Issue #626, opened 2023-07-03
syslog messages could be truncated if too long


rnijveld:
Right now our implementation logs no matter the length of the message, but in order to prevent truncating syslog messages we should make sure to not send more than 1024 bytes of message. The best way to do this would be to split up messages if they are too long. ogsudo uses a limit of 960 bytes for the message, because the 1024 bytes includes things like process id and process name.

oneElectron:
Hi there, I am looking to contributes to sudo-rs and I was wondering if I could start with this. I have already made a quick version on my fork: [https://github.com/oneElectron/sudo-rs/tree/626-truncate-syslog](https://github.com/oneElectron/sudo-rs/tree/626-truncate-syslog)

squell:
Nobody else is working on this right now, so go ahead! Submit a PR when you feel your work is ready and someone will review it. Thanks! :)

PR #717, opened 2023-07-26
Impliment truncate syslog

oneElectron:
This implements syslog truncation as disused in issue #626.

Log messages are split at the last white space before the 960 bytes limit.
UTF-8 characters also work.
All white spaces are replaced with a single space.

### DIFF
--- a/src/log/syslog.rs
+++ b/src/log/syslog.rs
@@ -37,7 +37,11 @@ impl Log for Syslog {
 
             if end < message_len {
                 // end index of last whitespace before byte cutoff
-                end = message[start..end].rfind(char::is_whitespace).unwrap_or(end) + start + 1;
+                end = message[start..end]
+                    .rfind(char::is_whitespace)
+                    .unwrap_or(end)
+                    + start
+                    + 1;
             } else {
                 end = message_len
             }
--- a/src/log/syslog.rs
+++ b/src/log/syslog.rs
@@ -18,32 +18,44 @@ impl Log for Syslog {
             Level::Trace => libc::LOG_DEBUG,
         };
 
-        let message = format!("{}", record.args());
-        let message_len = message.bytes().len();
+        let mut message = format!("{}", record.args());
+        let mut message_len = message.bytes().len();
 
-        let mut x: usize = 960;
-        let mut x_prev: usize = 0;
+        let mut end: usize = 960;
+        let mut start: usize = 0;
 
-        loop {
+        if message_len <= 960 {
+            syslog(priority, libc::LOG_AUTH, &message);
+            return;
+        }
+
+        while start <= message_len {
             // floor_char_boundary is currently unstable
-            while !message.is_char_boundary(x) {
-                x -= 1;
+            while !message.is_char_boundary(end) {
+                end -= 1;
             }
 
-            if x < message_len {
-                x = message[x_prev..x].rfind(char::is_whitespace).unwrap_or(x) + x_prev + 1;
+            if end < message_len {
+                // end index of last whitespace before byte cutoff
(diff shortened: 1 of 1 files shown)


rnijveld:
This looks excellent! One thing I'm thinking we should add is some sort of indicator for when a message is split (something like `[...]` at the start and end of each truncation point), just to make sure that it is completely clear for the sysadmin that a message was split. A message might be truncated in such a way that it appears as though the truncated portion is a complete message, and especially in busy logs it might not be immediately obvious that the log message continues somewhere else.

oneElectron:
I like the idea of having ```[...]``` at the start and/or end of a message. Some other options may be adding a tab in front of every log after the first, or just saying ```cont.```. But overall I like the ```[....]``` idea the best.

src/log/syslog.rs
```diff
@@ -19,7 +19,32 @@ impl Log for Syslog {
...
         let message = format!("{}", record.args());
-        syslog(priority, libc::LOG_AUTH, &message);
+        let message_len = message.bytes().len();
+
+        let mut x: usize = 960;
+        let mut x_prev: usize = 0;
+
+        loop {
+            // floor_char_boundary is currently unstable
+            while !message.is_char_boundary(x) {
```
pvdrz, line 29: I'm a bit worried about performance here as this `while` loop will repeat itself a lot of times for messages that happen to be shorter than 960. As an example see [this snippet](https://play.rust-lang.org/?version=stable&mode=debug&edition=2021&gist=d31d7e9260fb3c7488351ee7f63844de) running.

I think this could be easily fixed by adding a conditional that calls `syslog(priority, libc::LOG_AUTH, &message);` and returns earlier if `message_len < 960`

src/log/syslog.rs
```diff
@@ -19,7 +19,32 @@ impl Log for Syslog {
         };
 
         let message = format!("{}", record.args());
-        syslog(priority, libc::LOG_AUTH, &message);
+        let message_len = message.bytes().len();
+
+        let mut x: usize = 960;
```
pvdrz, line 24: I think `x` and `x_prev` could have more descriptive names like `end` and `start`. Maybe even a small comment explaining what they are.

src/log/syslog.rs
```diff
@@ -19,7 +19,32 @@ impl Log for Syslog {
...
+        let mut x_prev: usize = 0;
+
+        loop {
+            // floor_char_boundary is currently unstable
+            while !message.is_char_boundary(x) {
+                x -= 1;
+            }
+
+            if x < message_len {
+                x = message[x_prev..x].rfind(char::is_whitespace).unwrap_or(x) + x_prev + 1;
```
pvdrz, line 34: could you add a comment explaining this line?

src/log/syslog.rs
```diff
@@ -19,7 +19,32 @@ impl Log for Syslog {
...
+            } else {
+                x = message_len
+            }
+
+            syslog(priority, libc::LOG_AUTH, &message[x_prev..x]);
+
+            x_prev = x;
+            x += 960;
+
+            if x_prev >= message_len {
```
pvdrz, line 44: If this is the break condition and `x_prev` just got assigned `x`. Wouldn't it be possible to reorganize this `loop` so it becomes something like `while x >= message_len { ... }`?

pvdrz (changes requested):
:wave: Hey!

Thanks for your contribution :) I've done some small comments here and there.

src/log/syslog.rs
oneElectron: This was necessary  because the loop needed to run at least once, and decide to continue at the end.
However with your first suggestion this is no longer necessary.

rnijveld (approved):

rnijveld:
Thanks for the contribution!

• _What you should do_: Nothing in the records may change; write them out again in full.

• _Final answer_:
Issue #626, opened 2023-07-03
syslog messages could be truncated if too long


rnijveld:
Right now our implementation logs no matter the length of the message, but in order to prevent truncating syslog messages we should make sure to not send more than 1024 bytes of message. The best way to do this would be to split up messages if they are too long. ogsudo uses a limit of 960 bytes for the message, because the 1024 bytes includes things like process id and process name.

oneElectron:
Hi there, I am looking to contributes to sudo-rs and I was wondering if I could start with this. I have already made a quick version on my fork: [https://github.com/oneElectron/sudo-rs/tree/626-truncate-syslog](https://github.com/oneElectron/sudo-rs/tree/626-truncate-syslog)

squell:
Nobody else is working on this right now, so go ahead! Submit a PR when you feel your work is ready and someone will review it. Thanks! :)

PR #717, opened 2023-07-26
Impliment truncate syslog

oneElectron:
This implements syslog truncation as disused in issue #626.

Log messages are split at the last white space before the 960 bytes limit.
UTF-8 characters also work.
All white spaces are replaced with a single space.

### DIFF
--- a/src/log/syslog.rs
+++ b/src/log/syslog.rs
@@ -37,7 +37,11 @@ impl Log for Syslog {
 
             if end < message_len {
                 // end index of last whitespace before byte cutoff
-                end = message[start..end].rfind(char::is_whitespace).unwrap_or(end) + start + 1;
+                end = message[start..end]
+                    .rfind(char::is_whitespace)
+                    .unwrap_or(end)
+                    + start
+                    + 1;
             } else {
                 end = message_len
             }
--- a/src/log/syslog.rs
+++ b/src/log/syslog.rs
@@ -18,32 +18,44 @@ impl Log for Syslog {
             Level::Trace => libc::LOG_DEBUG,
         };
 
-        let message = format!("{}", record.args());
-        let message_len = message.bytes().len();
+        let mut message = format!("{}", record.args());
+        let mut message_len = message.bytes().len();
 
-        let mut x: usize = 960;
-        let mut x_prev: usize = 0;
+        let mut end: usize = 960;
+        let mut start: usize = 0;
 
-        loop {
+        if message_len <= 960 {
+            syslog(priority, libc::LOG_AUTH, &message);
+            return;
+        }
+
+        while start <= message_len {
             // floor_char_boundary is currently unstable
-            while !message.is_char_boundary(x) {
-                x -= 1;
+            while !message.is_char_boundary(end) {
+                end -= 1;
             }
 
-            if x < message_len {
-                x = message[x_prev..x].rfind(char::is_whitespace).unwrap_or(x) + x_prev + 1;
+            if end < message_len {
+                // end index of last whitespace before byte cutoff
(diff shortened: 1 of 1 files shown)


rnijveld:
This looks excellent! One thing I'm thinking we should add is some sort of indicator for when a message is split (something like `[...]` at the start and end of each truncation point), just to make sure that it is completely clear for the sysadmin that a message was split. A message might be truncated in such a way that it appears as though the truncated portion is a complete message, and especially in busy logs it might not be immediately obvious that the log message continues somewhere else.

oneElectron:
I like the idea of having ```[...]``` at the start and/or end of a message. Some other options may be adding a tab in front of every log after the first, or just saying ```cont.```. But overall I like the ```[....]``` idea the best.

src/log/syslog.rs
```diff
@@ -19,7 +19,32 @@ impl Log for Syslog {
...
         let message = format!("{}", record.args());
-        syslog(priority, libc::LOG_AUTH, &message);
+        let message_len = message.bytes().len();
+
+        let mut x: usize = 960;
+        let mut x_prev: usize = 0;
+
+        loop {
+            // floor_char_boundary is currently unstable
+            while !message.is_char_boundary(x) {
```
pvdrz, line 29: I'm a bit worried about performance here as this `while` loop will repeat itself a lot of times for messages that happen to be shorter than 960. As an example see [this snippet](https://play.rust-lang.org/?version=stable&mode=debug&edition=2021&gist=d31d7e9260fb3c7488351ee7f63844de) running.

I think this could be easily fixed by adding a conditional that calls `syslog(priority, libc::LOG_AUTH, &message);` and returns earlier if `message_len < 960`

src/log/syslog.rs
```diff
@@ -19,7 +19,32 @@ impl Log for Syslog {
         };
 
         let message = format!("{}", record.args());
-        syslog(priority, libc::LOG_AUTH, &message);
+        let message_len = message.bytes().len();
+
+        let mut x: usize = 960;
```
pvdrz, line 24: I think `x` and `x_prev` could have more descriptive names like `end` and `start`. Maybe even a small comment explaining what they are.

src/log/syslog.rs
```diff
@@ -19,7 +19,32 @@ impl Log for Syslog {
...
+        let mut x_prev: usize = 0;
+
+        loop {
+            // floor_char_boundary is currently unstable
+            while !message.is_char_boundary(x) {
+                x -= 1;
+            }
+
+            if x < message_len {
+                x = message[x_prev..x].rfind(char::is_whitespace).unwrap_or(x) + x_prev + 1;
```
pvdrz, line 34: could you add a comment explaining this line?

src/log/syslog.rs
```diff
@@ -19,7 +19,32 @@ impl Log for Syslog {
...
+            } else {
+                x = message_len
+            }
+
+            syslog(priority, libc::LOG_AUTH, &message[x_prev..x]);
+
+            x_prev = x;
+            x += 960;
+
+            if x_prev >= message_len {
```
pvdrz, line 44: If this is the break condition and `x_prev` just got assigned `x`. Wouldn't it be possible to reorganize this `loop` so it becomes something like `while x >= message_len { ... }`?

pvdrz (changes requested):
:wave: Hey!

Thanks for your contribution :) I've done some small comments here and there.

src/log/syslog.rs
oneElectron: This was necessary  because the loop needed to run at least once, and decide to continue at the end.
However with your first suggestion this is no longer necessary.

rnijveld (approved):

rnijveld:
Thanks for the contribution!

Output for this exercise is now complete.